Items from a data source
Issue #190, opened 2026-06-17
loader: matn_ar fallback to full_text_ar to fix textless Hadith nodes (halimbahae/bihar)


parametrization:
## Problem
The graph node loader `_HADITH_MERGE` (`src/graph/load_nodes.py`) persists only `matn_ar`/`matn_en`/`isnad_raw_ar`/`isnad_raw_en` onto Hadith nodes. Sources that supply the hadith text in `full_text_ar` but leave `matn_ar` empty (they don't separate isnad from matn) therefore land as **textless graph nodes**.

Confirmed live on staging (pre-cutover corpus audit): all **124,338** `open_hadith` + `halimbahae` Hadith nodes had empty `matn_ar` (matn_en NULL). `open_hadith` has since been dropped as an exact duplicate of `halimbahae`; `halimbahae` (62,169) remains and is currently textless.

## Fix
In the Hadith row-prep, fall back `matn_ar := full_text_ar` when `matn_ar` is empty/whitespace. These corpora do not separate isnad/matn, so the full text is the correct displayable matn. Add a unit test (mock client) asserting the batched row's `matn_ar` is populated from `full_text_ar` when `matn_ar` is empty, and is left untouched when `matn_ar` is present.

This also future-proofs **bihar** (da#95), which has the same latent pattern.

## After merge
Re-load `halimbahae` with the fixed loader so its `matn_ar` is populated on staging (idempotent MERGE updates existing nodes).

## Acceptance
- Hadith rows with empty `matn_ar` + non-empty `full_text_ar` load with `matn_ar = full_text_ar`.
- Rows with a real `matn_ar` are unchanged.
- After re-load, `halimbahae` Hadith nodes on staging have non-empty `matn_ar`.

Found by the pre-cutover corpus-integrity audit. Gates the combined narrator-resolve + prod cutover (deploy#470).

PR #192, opened 2026-06-17
da#190: fall back matn_ar to full_text_ar (fix textless Hadith nodes)

parametrization:
## Summary
Fixes textless Hadith nodes for corpora that populate `full_text_ar` only (halimbahae, open_hadith, bihar) — they don't separate isnad from matn, and the graph loader persists `matn_ar` (not `full_text_ar`), so those nodes landed with empty text.

Found by the pre-cutover corpus-integrity audit: all **124,338** open_hadith+halimbahae Hadith nodes on staging had empty `matn_ar`. open_hadith has since been dropped as a confirmed exact duplicate of halimbahae (audit remediation A); halimbahae (62,169) remains and this unblocks its text.

## Change
`src/graph/load_nodes.py` — in the Hadith row-prep, fall back `matn_ar := full_text_ar` when `matn_ar` is empty/whitespace. A present `matn_ar` is never overwritten. Future-proofs bihar (da#95), same pattern.

## Tests
- `test_matn_ar_falls_back_to_full_text_ar` — empty/None matn_ar populated from full_text_ar.
- `test_matn_ar_preserved_when_present` — real matn_ar untouched.
Full suite: 899 passed / 5 skipped. ruff + mypy clean.

## After merge
Re-load halimbahae with the fixed loader so its `matn_ar` is populated on staging (done out-of-band on staging for validation; will be re-run from the merged image for the cutover).

Closes #190

### DIFF
--- a/src/graph/load_nodes.py
+++ b/src/graph/load_nodes.py
@@ -267,10 +267,18 @@ def _load_hadiths(
                 total_skipped += 1
                 continue
             hid = hadith_node_id(sid)
+            # Fall back to the raw full text when a source supplies no separated
+            # matn: halimbahae / open_hadith / bihar populate ``full_text_ar``
+            # only (they do not split isnad from matn). The loader persists
+            # matn_ar — not full_text_ar — so without this the Hadith node lands
+            # textless on the graph (da#190).
+            matn_ar = _val(row, "matn_ar", "")
+            if not (matn_ar and str(matn_ar).strip()):
+                matn_ar = _val(row, "full_text_ar", "")
             batch.append(
                 {
                     "id": hid,
-                    "matn_ar": _val(row, "matn_ar", ""),
+                    "matn_ar": matn_ar,
                     "matn_en": _val(row, "matn_en"),
                     "isnad_raw_ar": _val(row, "isnad_raw_ar"),
                     "isnad_raw_en": _val(row, "isnad_raw_en"),
--- a/tests/test_graph/test_load_nodes.py
+++ b/tests/test_graph/test_load_nodes.py
@@ -3,6 +3,7 @@
 from __future__ import annotations
 
 from pathlib import Path
+from typing import Any
 
 import pytest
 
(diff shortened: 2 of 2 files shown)


parametrization:
RequestOrReplied: Approved

Reviewed at HEAD 9fec003 (src/graph/load_nodes.py + tests/test_graph/test_load_nodes.py), read-only via gh api contents — no shared-tree checkout. CI green across Lint, Type Check, Test, Integration, and the sync-drift gate.

Fallback guard — correct. `if not (matn_ar and str(matn_ar).strip())` fires only when matn_ar is None, empty, or whitespace-only; a populated matn_ar is left untouched. So the corpora that genuinely separate isnad from matn and fill matn_ar (lk, and as of da#175 thaqalayn, da#182 tusi) are not clobbered — I confirmed this against my own da#175 load, where matn_ar is always the Arabic text, so the new branch never fires for thaqalayn and the staging result is unchanged. The textless sources (halimbahae/open_hadith, and future bihar) that populate only full_text_ar now inherit it into the persisted matn_ar, which is exactly the 124k-textless-node fix.

Both branches tested — yes. `test_matn_ar_falls_back_to_full_text_ar` covers both the "" and the None input, and `test_matn_ar_preserved_when_present` pins the no-clobber path. The `_hadith_batch_rows` helper reads the actual batch handed to the loader, so the assertions check the persisted value rather than the input.

No regression — the change is confined to the matn_ar value assembled in `_load_hadiths`; id, sect, source_corpus, collection_name, grade and the APPEARS_IN/grading paths are untouched. A row with both matn_ar and full_text_ar empty still lands with an empty matn_ar, same as before — no node is made worse.

Two non-blocking observations:
1) The fallback is Arabic-only; if halimbahae/open_hadith also leave matn_en empty while carrying full_text_en, the English display stays blank. Out of da#190's scope (the issue is the Arabic textless nodes), but a symmetric matn_en fallback would be the natural follow-up if those sources have full_text_en.
2) When both matn_ar and full_text_ar are empty the node is still textless; that is unavoidable here and worth a one-line note in da#190 so the residual (if any) on the real load is expected rather than surprising.

Approving — a tightly-scoped, well-tested loader fallback that fixes the textless nodes without touching the corpora that already populate matn_ar.

parametrization:
Requestor: Kwesi Boateng
RequestOrReplied: Approved

Secondary review (da#190). Read the diff plus `_val` and `_HADITH_MERGE` at head `9fec003`.

**What I verified**

- **Fallback fires only on an empty matn_ar — no clobber of isnad/matn-separating corpora.** The guard `if not (matn_ar and str(matn_ar).strip())` substitutes `full_text_ar` only when `matn_ar` is missing/None/blank. A source that supplies a real `matn_ar` (thaqalayn da#175, tusi da#182, the Sunni set) keeps it untouched. `test_matn_ar_preserved_when_present` locks that branch.
- **Both empty forms are handled.** I checked `_val` (`return default if v is None else v`), so `_val(row, "matn_ar", "")` yields `""` for both an explicit `None` cell and a missing key — both then fall through to `full_text_ar`. `test_matn_ar_falls_back_to_full_text_ar` exercises the `""` and `None` rows and asserts each lands with the full-text Arabic.
- **No regression in the both-empty case.** If `full_text_ar` is also empty/None, `_val(..., "")` returns `""`, i.e. exactly the prior behavior — the node is no worse off than before, never newly nulled.
- **Idempotent MERGE intact.** `_HADITH_MERGE` is unchanged — still `MERGE (n:Hadith {id: row.id})` keyed on the stable hadith id, `SET n.matn_ar = row.matn_ar`. The fallback is computed per row before the batch is assembled, so re-running produces an identical batch and the same SET — no MERGE-semantics change.
- **Consistent with the existing pattern in this file.** This is a load-time display fallback (not persisted to parquet), mirroring `_narrator_name_en`'s approach in the same module — the parquet stays pure provenance (matn_ar empty for full-text-only sources) while the Neo4j node that `/graph` and search read always carries text.

The read-back (halimbahae 62,169 textless → 0) matches the mechanic. Tests cover both branches. Clean, minimal, correct.

Approving.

Description of the task — Show every line in the entries above that contains the string "opened".

Task answer —
Issue #190, opened 2026-06-17
PR #192, opened 2026-06-17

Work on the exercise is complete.